▸ Listed entries
PR #26, opened 2019-08-20
Update to rust-bitcoin v0.19.1, add encode module

stevenroose:


src/encode.rs
```diff
@@ -0,0 +1,188 @@
...
+        }
+    };
+}
+impl_upstream!(u8);
+impl_upstream!(u32);
+impl_upstream!(u64);
+impl_upstream!([u8; 32]);
+impl_upstream!(Vec<u8>);
+impl_upstream!(Vec<Vec<u8>>);
+impl_upstream!(btcenc::VarInt);
```
apoelstra: I think we should `pub use bitcoin::VarInt` in `lib.rs`with_capacity

src/encode.rs
```diff
@@ -0,0 +1,188 @@
...
+        }
+
+        impl Decodable for Vec<$type> {
+            #[inline]
+            fn consensus_decode<D: io::Read>(mut d: D) -> Result<Self, Error> {
+                let len = btcenc::VarInt::consensus_decode(&mut d)?.0;
+                let byte_size = (len as usize)
+                    .checked_mul(mem::size_of::<$type>())
+                    .ok_or(self::Error::ParseFailed("Invalid length"))?;
+                if byte_size > btcenc::MAX_VEC_SIZE {
```
apoelstra: and we should `pub use bitcoin::consensus::encode::MAX_VEC_SIZE` in this module

src/encode.rs
stevenroose: Why? How about `Script`?

src/encode.rs
stevenroose: Ah yeah instead of redefine. Agree with that.

src/encode.rs
apoelstra: An elements script is not the same as bitcoin script :). But an elements varint is a bitcoin varint.

apoelstra: At some point we should have a separate `elements::script` and `elements::opcodes` modules that are independent of the Bitcoin ones, but for now (especially with our heavy Miniscript usage which is Bitcoin-only) it's fine to keep using `bitcoin::Script` in elements data structures, even though this isn't very well typed.

src/encode.rs
```diff
@@ -22,6 +22,9 @@ use ::bitcoin::consensus::encode as btcenc;
 
 use transaction::{Transaction, TxIn, TxOut};
 
+pub use ::bitcoin::consensus::encode::MAX_VEC_SIZE;
```
apoelstra: Can we `pub use` this at the top level so that users can import `elements::VarInt`?

apoelstra:
fuzztests are not finishing. I kicked the CI job. Hopefully this does not represent a perf loss. (It shouldn't; the new encoding code should have much *better* performance.)

jonasnick:
Hmm travis still not happy

src/encode.rs
stevenroose: Fixed this.

stevenroose:
I'm confused with Travis, can't really see what changed except the upstream encoding logic. But like Andrew says, it should be more efficient not less. I had to force push, let's see if it changes anything.

apoelstra:
I can reproduce the massive slowdown (like 20x) in the `deserialize_block` fuzzer locally. But it's hard to track something like this down.

apoelstra:
I think the issue is that we now have a bunch more variable-sized objects in the block headers.

I recommend just dropping the number of fuzz iterations in travis by a factor 10.

PR #31, opened 2019-09-20
Add BlockHeader::clear_witness and ::is_dynafed methods

stevenroose:


stevenroose:
Fixed for 1.22.

stevenroose:
Those matches over complex enum variants are super painful and inflated line-wise. I think we would have better have had 2 structs and simpler tuple variants taking that one struct instead of the variant taking fields. 
It's basically a PITA when you're actually using these variants to get any fields from them once you know which variant is chosen. Same goes for https://github.com/ElementsProject/rust-elements/pull/34.

So just some simple utilities to save lines and improve readability of code using these enums.

jonasnick:
Sorry, should have been more specific. I get that it's more concise but I was wondering where `clear_witness` is useful.

instagibbs:
@jonasnick witness-stripped blockheaders for when you don't need witness data to persist after witness is validated

apoelstra:
Needs rebase.

stevenroose:
Those matches over complex enum variants are super painful and inflated line-wise. I think we would have better have had 2 structs and simpler tuple variants taking that one struct instead of the variant taking fields. 
It's basically a PITA when you're actually using these variants to get any fields from them once you know which variant is chosen. Same goes for https://github.com/ElementsProject/rust-elements/pull/34.

So just some simple utilities to save lines and improve readability of code using these enums.

PR #32, opened 2019-09-23
Fix encoding bug (length return value of confidential objects)

apoelstra:


stevenroose:
Good catch!

apoelstra:
Rebased. Probably will backport to 0.8.0 though.

PR #34, opened 2019-09-25
Add some inspector methods to dynafed::Params + support root calculation

stevenroose:
The Rust enum stuff is all fancy and such, but it's often a real pain in the ass to either just check which of the vairants is used or to get a field out if you already know what the variant is.

### DIFF
--- a/src/dynafed.rs
+++ b/src/dynafed.rs
@@ -17,6 +17,7 @@
 use std::io;
 
 use bitcoin;
+use bitcoin::hashes::{Hash, sha256, sha256d};
 #[cfg(feature = "serde")] use serde::{Deserialize, Deserializer, Serialize, Serializer};
 #[cfg(feature = "serde")] use std::fmt;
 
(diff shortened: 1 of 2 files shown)


src/dynafed.rs
```diff
@@ -272,3 +369,81 @@ impl Decodable for Params {
...
+        let fp_script = vec![4];
+        let ext = vec![vec![5, 6], vec![7]];
+
+        let compact_entry = Params::Compact {
+            signblockscript: signblockscript.clone(),
+            signblock_witness_limit: signblock_wl,
+        };
+        assert_eq!(
+            compact_entry.calculate_root().to_hex(),
+            "dff5f3793abc06a6d75e80fe3cfd47406f732fa4ec9305960ae2a229222a1ad5"
```
jonasnick: This doesn't appear to match elements test hash `4587cf1c2448740c3fe4bf0d3ab22f3f193b18f43c4ee47da3690c53becb7fa4`?

stevenroose: Ah yeah I forgot to update those after I changed the test. In this PR you can see the correct ones: https://github.com/ElementsProject/elements/pull/719/files
I'll fix this in a force-push.

src/dynafed.rs
```diff
@@ -272,3 +369,81 @@ impl Decodable for Params {
...
+#[cfg(test)]
+mod tests {
+    use super::*;
+
+    use bitcoin;
+    use bitcoin::hashes::hex::ToHex;
+
+    #[test]
+    fn test_param_roots() {
+        // Taken from the following Elements Core test:
```
jonasnick: Would have been better I think to just include a github link to commit and line number. But not all that important.

stevenroose: Yeah the test in Elements was still up for review and might not be merged or be changed in the future. I figured it's not that big so better just make sure to have it.

PR #35, opened 2019-11-07
dynafed: replace `calculate_root` with new version

apoelstra:
Needed for https://github.com/ElementsProject/elements/pull/773


src/address.rs
```diff
@@ -75,7 +75,7 @@ impl fmt::Display for AddressError {
 }
 
 impl error::Error for AddressError {
-    fn cause(&self) -> Option<&error::Error> {
+    fn cause(&self) -> Option<&dyn error::Error> {
```
stevenroose: This won't work until we bump MSRV I think.

apoelstra: oh oops, I didn't mean that to be in this PR

PR #36, opened 2019-11-22
Add Params::elided_root and Params::into_compact

stevenroose:
Sorry, I should have noticed this was missing while reviewing the PR that added the elided_root field. There are getters for all the other fields, so we should probably have this one. I already bumped into missing this one.


apoelstra:
lgtm. Want to add a commit that bumps the minor version?

PR #37, opened 2020-01-09
Update to rust-bitcoin v0.23

stevenroose:


apoelstra:
Looks good to me ... but arguably this crate should have its own blockhash/txid types to differentiate elements objects from bitcoin ones.

apoelstra:
Gonna go ahead and merge this. We need to have a wider discussion about how bitcoin-specific the types representing pegin data should be (in principle we can support arbitrary other blockchains) and also how separate the Bitcoin and Elements types should be.

PR #43, opened 2020-03-24
Add Transaction::get_size()

shesek:
Useful to compute the size of a transaction without having to re-serialize it.

Also see: https://github.com/rust-bitcoin/rust-bitcoin/pull/416.


stevenroose:
Travis and GitHub seem to be having issues so GH doesn't recognize the build passed. I can't merge manually either. I tried restarting a single job, hope that works.

PR #44, opened 2020-03-25
Add Block::get_size() and Block::get_weight()

shesek:
Similarly to https://github.com/rust-bitcoin/rust-bitcoin/pull/417.

Unlike https://github.com/rust-bitcoin/rust-bitcoin/pull/417, this doesn't avoid serialization entirely and still serializes the header in order to determine its size. This could be avoided too, but most of the performance gain is already achieved by not serializing transactions, which seemed good enough.

### DIFF
--- a/src/block.rs
+++ b/src/block.rs
@@ -19,14 +19,14 @@ use std::io;
 
 use bitcoin;
 use bitcoin::blockdata::script::Script;
-use bitcoin::{BitcoinHash, BlockHash};
+use bitcoin::{BitcoinHash, BlockHash, VarInt};
 use bitcoin::hashes::{Hash, sha256};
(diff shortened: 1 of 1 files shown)


shesek:
I also verified the weight and size to match what cpp-elements reports for the [liquid mainnet block at height 2](https://blockstream.info/liquid/block/57f26b5a65e461e8aa690e97595702605ef4fff5308d9507121b44e035663dcd).

stevenroose:
This needs a rebase.

shesek:
@stevenroose rebased.

stevenroose:
closing and reopening to try to get Travis to do something

stevenroose:
@jonasnick @apoelstra can any of you merge this? I checked Travis manually and all jobs passed, is just that the reporting back to Github seems broken

PR #45, opened 2020-04-03
Replace Transaction::fee with ::fee_in and ::all_fees 

stevenroose:
@RCasatta pointed out that we don't check the asset type on fee outputs. In theory they can be any asset.

### DIFF
--- a/src/transaction.rs
+++ b/src/transaction.rs
@@ -16,14 +16,16 @@
 //!
 
 use std::{io, fmt};
+use std::collections::HashMap;
 
 use bitcoin::{self, BitcoinHash, Txid, VarInt};
 use bitcoin::blockdata::opcodes;
 use bitcoin::blockdata::script::{Script, Instruction};
-use bitcoin::hashes::Hash;
+use bitcoin::hashes::{Hash, sha256, sha256d};
 
 use confidential;
 use encode::{self, Encodable, Decodable};
+use issuance::AssetId;
 
 /// Description of an asset issuance in a transaction input
 #[derive(Copy, Clone, Debug, Default, Eq, Hash, PartialEq, PartialOrd, Ord)]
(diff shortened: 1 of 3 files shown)


stevenroose:
As a follow-up I'd like to change the internal type for `confidential::Asset` from `sha256d::Hash` which is just wrong to `AssetId`.

src/transaction.rs
```diff
@@ -613,10 +615,25 @@ impl Transaction {
         bitcoin::Wtxid::from_engine(enc)
     }
 
-    /// Get the total transaction fee.
-    pub fn fee(&self) -> u64 {
+    /// Get the total transaction fee in the given asset.
+    pub fn fee_in(&self, asset: AssetId) -> u64 {
```
RCasatta, line 619: maybe simpler calling all_fees() ?

src/transaction.rs
```diff
@@ -613,10 +615,25 @@ impl Transaction {
...
+            .filter(|o| o.is_fee() && o.asset == asset)
+            .filter_map(|o| o.value.explicit())
+            .sum()
+    }
+
+    /// Get all fees in all assets.
+    pub fn all_fees(&self) -> HashMap<AssetId, u64> {
+        let mut fees = HashMap::new();
+        for out in self.output.iter().filter(|o| o.is_fee()) {
+            let asset = AssetId::from_inner(sha256::Midstate::from_inner(out.asset.explicit().unwrap().into_inner()));
```
RCasatta, line 632: maybe a comment why is safe to unwrap() ?

src/transaction.rs
stevenroose: I'd like to avoid building the hashmap etc.

src/transaction.rs
stevenroose: good point, I have that comment in fee_in, but not here, will add.

RCasatta:
ack 16025626253f5c3414ab4d584fa6d0e041b12b7d

stevenroose:
Travis is acting out, this passed CI here: https://travis-ci.org/github/ElementsProject/rust-elements/builds/670508921.

Issue #18, opened 2019-04-25
confidential value prefix bytes should be enforced when decoding


apoelstra:
The `confidential::` types all allow any prefix. We shouldn't allow that.

roconnor-blockstream:
Is this fixed by #47?

apoelstra:
Yes, good catch

PR #47, opened 2020-04-04
Confidential improvements

stevenroose:
Solves https://github.com/ElementsProject/rust-elements/issues/18: enforce correct commitment prefixes.

Also replaces the `confidential::Nonce` inner value with `[u8; 32]` because it's not a `sha256d::Hash`. I'm not sure if this will cause any problem anywhere because they are not displayed the same way.

Plus some other improvements.

### DIFF
--- a/src/confidential.rs
+++ b/src/confidential.rs
@@ -104,22 +104,6 @@ macro_rules! impl_confidential_commitment {
             }
         }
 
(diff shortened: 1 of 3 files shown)


apoelstra:
Will require a major version bump since it changes the type of the `Confidential` variant of the public `Nonce` enum

PR #730, opened 2021-12-01
[AMQ-8409] Fixed Unexpected \\r instead of \r in header property in i…

fscrec:


mattrpav:
@fscrec care to share the close reason? ie is this a non-issue?

fscrec:
@mattrpav Hi Matt, I just needed to make a change on the code - the fix is only required for STOMP 1.2 and not for other versions. The new pull request has been already added containing the updated code.

PR #731, opened 2021-12-02
[AMQ-8409]  Unexpected \\r instead of \r in header property in incoming messages when using STOMP 1.2 

fscrec:


mattrpav (changes requested):
Would you add a negative test to STOMP 1.0 and 1.1 version tests?

mattrpav:
FYI-- I kicked off new test run on Jenkins

mattrpav:
@fscrec thanks!

mattrpav (changes requested):
@fscrec the code fixes look great. One minor administrative change-- can you make the PR against 'main', so we can cherry pick it to other branches? I think this will allow it to get the unit tests to pass.

fscrec:
@mattrpav I've created a new pull request #736 for the main branch containing only three commits contained here (but from the main branch as the origin as opposed to 5.16.x I used in this PR). Should this PR be closed?

jbonofre:
For the record, you can squash the commits in one and focus only on `main` branch (then we cherry pick on other branches).

mattrpav:
@fscrec yep, I'll close this one. Thanks for the PR!

PR #743, opened 2021-12-28
Fix webconsole producers/consumers page

ygubernatorov:
By quoting queue names.

Issue:
Users are unable to see producers/consumers for that queue in console if queue name contains ":" (and some other symbols). So users get [frustrated](https://stackoverflow.com/questions/44817892/error-while-viewing-queue-consumers) for several years now.

The problem is that activemq/web uses jmx to query for consumers and producers of a queue.
And jmx [does not allow ](https://docs.oracle.com/javase/7/docs/api/javax/management/ObjectName.html) colons and some other symbols in queries. Queue name (and broker name) are _values_ and thus can (and should) be quoted.


jbonofre (approved):
I will merge by hand in order to squash the two commits in a single one.

PR #749, opened 2022-01-25
StatisticsBrokerPlugin: Add feature: request destination firstMessageTimestamp

stolsvik:
_(To main branch)_
Adding a feature (STATS_FIRST_MESSAGE_TIMESTAMP) to the StatisticsBrokerPlugin's destination-statistics for getting the
timestamp of the first message in the destination(s) being requested: If you on the query-message set the property StatisticsBroker.STATS_FIRST_MESSAGE_TIMESTAMP to anything (e.g. boolean true), a long value "firstMessageTimestamp" will be added to the statistics reply message(s). Since the reply message has JMSTimestamp set, which is the broker's now-timestamp, you may also on the query side calculate the age of the first message in milliseconds. The key name was chosen since that is the name of the corresponding feature in Artemis.

This extension of the existing feature is implemented to be as non-intrusive as possible, adding very little runtime cost if not requested. It also seems like the runtime cost for enabling this feature, thus finding and adding the firstMessageTimestamp, is small.

While at it, also slightly improving an existing feature (STATS_DENOTE_END_LIST) where a reply to a destination query can be
"null terminated": After sending the relevant replies, the StatisticsBroker also sends an empty message. This feature is relevant
if the query is a wildcard query, thus returning multiple messages: The empty message denotes the end of the replies. However, to activate this feature, a somewhat complicated query destination had to be constructed. Adopting the solution for the other StatisticsBroker feature where you may reset the broker statistics by adding a property to the query message, this null-termination feature now /also/ checks for the presence of this query modifier STATS_DENOTE_END_LIST as a property. (This property based solution was thus also adopted for the present 'firstMessageTimestamp' solution, as it was found much more intuitive).

Added tests for both the STATS_FIRST_MESSAGE_TIMESTAMP query modifier, and the improved STATS_DENOTE_END_LIST property-based query modifier.

### DIFF
--- a/activemq-broker/src/main/java/org/apache/activemq/broker/region/Topic.java
+++ b/activemq-broker/src/main/java/org/apache/activemq/broker/region/Topic.java
@@ -654,7 +654,7 @@ public class Topic extends BaseDestination implements Task {
         return result.toArray(new Message[result.size()]);
     }
 
-    private void doBrowse(final List<Message> browseList, final int max) {
+    public void doBrowse(final List<Message> browseList, final int max) {
         try {
             if (topicStore != null) {
                 final List<Message> toExpire = new ArrayList<Message>();
--- a/activemq-broker/src/main/java/org/apache/activemq/plugin/StatisticsBroker.java
+++ b/activemq-broker/src/main/java/org/apache/activemq/plugin/StatisticsBroker.java
@@ -18,6 +18,8 @@ package org.apache.activemq.plugin;
 
 import java.io.File;
 import java.net.URI;
+import java.util.ArrayList;
+import java.util.List;
 import java.util.Set;
 
 import javax.jms.JMSException;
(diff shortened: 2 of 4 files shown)


mattrpav:
Great idea! I think we should swizzle the concept to be metrics on the destination itself. This would provide value when the queue is empty as well.

firstMesageTimestamp - the timestamp of the first message to traverse the destination
lastMessageTimestamp - the timestamp of the most recent message to traverse the destination (aka 'message age' when queue is non-zero)

ref: [AMQ-8463] (https://issues.apache.org/jira/browse/AMQ-8463)

stolsvik:
Just for posterity: As discussed on the dev mailing list: The suggestion of moving this to the destination will not give the sought effect. You want the timestamp of the actual message laying in front of the queue (at "head" position, _the next to be dequeued_), and if there are no such message at head, then there is no timestamp of a first message either, since the queue is empty.

The "last message to leave the broker" does not give the same monitoring effect that is wanted.

jbonofre:
I'm reviewing it.

jbonofre (approved):

jbonofre:
I think it's a good first step. We can improve later. I'm merging.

▸ Task requirements
Scan the data above for the word "Nonce" and report every line where it is found.

▸ Expected answer
Also replaces the `confidential::Nonce` inner value with `[u8; 32]` because it's not a `sha256d::Hash`. I'm not sure if this will cause any problem anywhere because they are not displayed the same way.
Will require a major version bump since it changes the type of the `Confidential` variant of the public `Nonce` enum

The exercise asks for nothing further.